We left to his car. His hand clasped with mine. His thumb would rub the back of my hand. "So, where are we going?" I asked turning in my seat. Haden shook his head glancing over at me.

"Not telling!" He sang with a goofy smile. I chuckled sitting back in my seat. Minutes later we parked near a restaurant. A smile graced my lips remembering the memories of this place. This was the exact same place that Haden and I met. He ran into me spilling pop all over me. Since then we've been friends. Haden asked me out four months after our first meeting and it's all history after that.

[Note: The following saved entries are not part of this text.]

PR #85, opened 2019-12-08
Join multiple meshes at once

janper:
Replace the original `join_meshes` function with `join_multiple_meshes`, which will also get an operation. This is useful after importing an OBJ with many separate meshes and is crucial for voxelization.

There is still an error, though, and I'm too inexperienced (stupid) to fix it. Could you please have a look?

`src/interpreter_funcs/join_group.rs` lines 35 to 39

```
let mesh_arc_array = args[0].unwrap_mesh_array();

let meshes = mesh_arc_array.iter();
let value = tools::join_multiple_meshes(meshes);
```

```
type mismatch resolving `<impl std::iter::Iterator as std::iter::IntoIterator>::Item == &mesh::Mesh`
expected type `std::sync::Arc<mesh::Mesh>`
   found type `&mesh::Mesh`rustc(E0271)
```

### DIFF
--- a/src/interpreter_funcs/join_group.rs
+++ b/src/interpreter_funcs/join_group.rs
@@ -34,7 +34,6 @@ impl Func for FuncJoinGroup {
     fn call(&mut self, args: &[Value]) -> Result<Value, FuncError> {
         let mesh_arc_array = args[0].unwrap_mesh_array();
 
-        // TODO: this doesn't work :(
         let meshes = mesh_arc_array.iter();
         let value = tools::join_multiple_meshes(meshes);
         Ok(Value::Mesh(Arc::new(value)))
--- a/src/interpreter_funcs/join_group.rs
+++ b/src/interpreter_funcs/join_group.rs
@@ -1,0 +1,42 @@
+use std::sync::Arc;
+
+use crate::interpreter::{
+    Func, FuncError, FuncFlags, FuncInfo, ParamInfo, ParamRefinement, Ty, Value,
+};
+use crate::mesh::tools;
+
+pub struct FuncJoinGroup;
+
+impl Func for FuncJoinGroup {
+    fn info(&self) -> &FuncInfo {
+        &FuncInfo {
+            name: "Join Group",
+            return_value_name: "Joined Meshes",
+        }
+    }
+
+    fn flags(&self) -> FuncFlags {
+        FuncFlags::PURE
+    }
+
+    fn param_info(&self) -> &[ParamInfo] {
+        &[ParamInfo {
+            name: "Group",
+            refinement: ParamRefinement::MeshArray,
+            optional: false,
+        }]
+    }
+
+    fn return_ty(&self) -> Ty {
+        Ty::Mesh
+    }
+
+    fn call(&mut self, args: &[Value]) -> Result<Value, FuncError> {
+        let mesh_arc_array = args[0].unwrap_mesh_array();
+
+        // TODO: this doesn't work :(
+        let meshes = mesh_arc_array.iter();
+        let value = tools::join_multiple_meshes(meshes);
+        Ok(Value::Mesh(Arc::new(value)))
+    }
+}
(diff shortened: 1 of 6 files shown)


ondrowan:
@janper It's saying that `mesh_arc_array.iter()` returns iterator of `Arc<Mesh>` while you expect `&Mesh`. I think changing `I` into `IntoIterator<Item = std::sync::Arc<Mesh>>,` could do the trick (if that's how you want it to be passed).

src/interpreter_funcs/join_group.rs
```diff
@@ -0,0 +1,42 @@
...
+};
+use crate::mesh::tools;
+
+pub struct FuncJoinGroup;
+
+impl Func for FuncJoinGroup {
+    fn info(&self) -> &FuncInfo {
+        &FuncInfo {
+            name: "Join Group",
+            return_value_name: "Joined Meshes",
```
yanchith: "Joined Mesh"?

src/interpreter_funcs/join_group.rs
```diff
@@ -0,0 +1,42 @@
...
+
+    fn return_ty(&self) -> Ty {
+        Ty::Mesh
+    }
+
+    fn call(&mut self, args: &[Value]) -> Result<Value, FuncError> {
+        let mesh_arc_array = args[0].unwrap_mesh_array();
+
+        // TODO: this doesn't work :(
+        let meshes = mesh_arc_array.iter();
```
yanchith, line 37: You need to `Deref` the `Arc` to a `&`. It's just one `.map()` away :wink:

https://doc.rust-lang.org/std/ops/trait.Deref.html 

https://play.rust-lang.org/?version=stable&mode=debug&edition=2018&code=use%20std%3A%3Aops%3A%3ADeref%3B%0Ause%20std%3A%3Async%3A%3AArc%3B%0A%0Astruct%20Thing%3B%0A%0Afn%20take%3C%27a%2C%20I%3E(things%3A%20I)%20where%20I%3A%20IntoIterator%3CItem%3D%26%27a%20Thing%3E%20%7B%7D%0A%0Afn%20main()%20%7B%0A%20%20%20%20let%20things%20%3D%20vec!%5BArc%3A%3Anew(Thing)%2C%20Arc%3A%3Anew(Thing)%5D%3B%0A%20%20%20%20take(things.iter().map(%7Cthing%7C%20Arc%3A%3Aderef(%26thing)))%3B%0A%7D

src/interpreter_funcs/join_meshes.rs
```diff
@@ -42,7 +42,7 @@ impl Func for FuncJoinMeshes {
         let first_mesh = args[0].unwrap_mesh();
         let second_mesh = args[1].unwrap_mesh();
 
-        let value = tools::join_meshes(first_mesh, second_mesh);
+        let value = tools::join_multiple_meshes(vec![first_mesh, second_mesh]);
```
yanchith: This is a bit low effort, isn't it? :D

You can make an iterator without allocating here for sure... Try `&[]` instead of `vec![]`

yanchith (commented):
Good job! The error can be fixed by mapping and derefing to a reference.

src/interpreter_funcs/join_group.rs
yanchith: Hmm, now that I am thinking about it, it would be good to add that derefed iterator to `MeshArrayValue` directly... Maybe rename the current iterator to `iter_refcounted` and make the new `iter` do what you want here.

src/interpreter_funcs/join_meshes.rs
```diff
@@ -39,10 +39,9 @@ impl Func for FuncJoinMeshes {
     }
 
     fn call(&mut self, args: &[Value]) -> Result<Value, FuncError> {
-        let first_mesh = args[0].unwrap_mesh();
-        let second_mesh = args[1].unwrap_mesh();
+        let meshes = args.iter().map(|a| a.unwrap_mesh());
```
yanchith, line 42: Just a note that we don't actually support varargs and this seems a bit courageous to do (will crash as soon as we add a nonmesh parameter here), but will work with the current version, so we can leave it for now.

yanchith (approved):

src/interpreter_funcs/join_meshes.rs
janper: I'm aware of it and that was also what I was thinking - once we add another arg (if we ever have a reason to do so), we'll have to rework this anyway.

PR #86, opened 2019-12-09
Create world-aligned sharp box mesh

janper:


src/mesh/primitive.rs
```diff
@@ -139,6 +139,63 @@ pub fn create_cube_sharp(position: [f32; 3], scale: f32) -> Mesh {
     Mesh::from_triangle_faces_with_vertices_and_normals(faces, vertex_positions, vertex_normals)
 }
 
+#[allow(dead_code)]
+pub fn create_box_sharp(center: Point3<f32>, scale: [f32; 3]) -> Mesh {
```
yanchith: Wouldn't it be better if we modified `create_cube_sharp` to support the use case this is intended for?

yanchith: It's only missing the non-uniform scale.

janper: okay

src/mesh/primitive.rs
```diff
@@ -85,58 +85,10 @@ pub fn create_cube_smooth(position: [f32; 3], scale: f32) -> Mesh {
...
-        // left
-        TriangleFace::new_separate(4, 7, 0, 5, 5, 5),
-        TriangleFace::new_separate(1, 0, 7, 5, 5, 5),
-    ];
-
-    Mesh::from_triangle_faces_with_vertices_and_normals(faces, vertex_positions, vertex_normals)
+    create_box_sharp(
+        Point3::new(position[0], position[1], position[2]),
+        [scale, scale, scale],
+    )
```
yanchith: Why do we need both box and cube? They are the same thing. If it is about the difference in default scale, cube doesn't care. We should have only one of these.

yanchith:
@janper  So now we have `cube_smooth` and `box_sharp`? :smile:

janper:
Yes. Mainly because I wasn't planning to touch any existing code, just needed the box. Nevertheless, the smooth cube is not used anywhere, not even in any tests. Should I remove it completely?

yanchith:
> Yes. Mainly because I wasn't planning to touch any existing code, just needed the box. Nevertheless, the smooth cube is not used anywhere, not even in any tests. Should I remove it completely?

If you think it will never be useful, than yeah, let's remove it. I was only talking about the asymmetry in names between those two. Btw, is box a more standard name than cube?

src/mesh/primitive.rs
janper: > > Yes. Mainly because I wasn't planning to touch any existing code, just needed the box. Nevertheless, the smooth cube is not used anywhere, not even in any tests. Should I remove it completely?
> 
> If you think it will never be useful, than yeah, let's remove it. 

Yes, let's remove it then. I don't feel like computing the normals for a box. I'm about to make a smooth normal calculator for an existing mesh tomorrow morning anyway. I'll also make the normal strategy, yay!

> Btw, is box a more standard name than cube?

Yes, I've never seen this being called a Cube. I think it's because a box is more general and cube is just it's subset.

janper:
> > Yes. Mainly because I wasn't planning to touch any existing code, just needed the box. Nevertheless, the smooth cube is not used anywhere, not even in any tests. Should I remove it completely?
> 
> If you think it will never be useful, than yeah, let's remove it. 

Yes, let's remove it then. I don't feel like computing the normals for a box. I'm about to make a smooth normal calculator for an existing mesh tomorrow morning anyway. I'll also make the normal strategy, yay!

> Btw, is box a more standard name than cube?

Yes, I've never seen this being called a Cube. I think it's because a box is more general and cube is just it's subset.

yanchith (approved):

He took me into the restaurant. We sat down ordering our food and drinks. Haden seemed nervous and scared. I held his hand in mine. "Grant, I have something to tell you," Haden spoke gripping my hand tightly. My brows came together when he stood up standing in front of me. "Grant Hues, I've had you by my side long enough to know what I want. You've been inside my head since the moment I saw that smile. You've been in my heart since the day you said yes. We are almost done with high school and I don't want to see you leave. So Grant will you take this ring, to show all the men and women of this world that you belong to someone, that you belong to me? Grant Hues, will you marry me?" Haden asked getting on one knee popping out a ring box.

A smile spread on my lips. Nodding my head with tears in my eyes. Haden stood up, me doing the same, he slipped the beautiful ring on my finger. He held my cheeks in his hands. "I love you Haden," I said through tears. Haden's own tears sprung out causing us to laugh.

"I love you Grant," Haden said pressing his lips to mine. We held each other in an embrace for a minute or two before returning to our meal. I can't wait for the moment Haden and I move in together. Or plan our wedding, have kids, pets, and grow old together.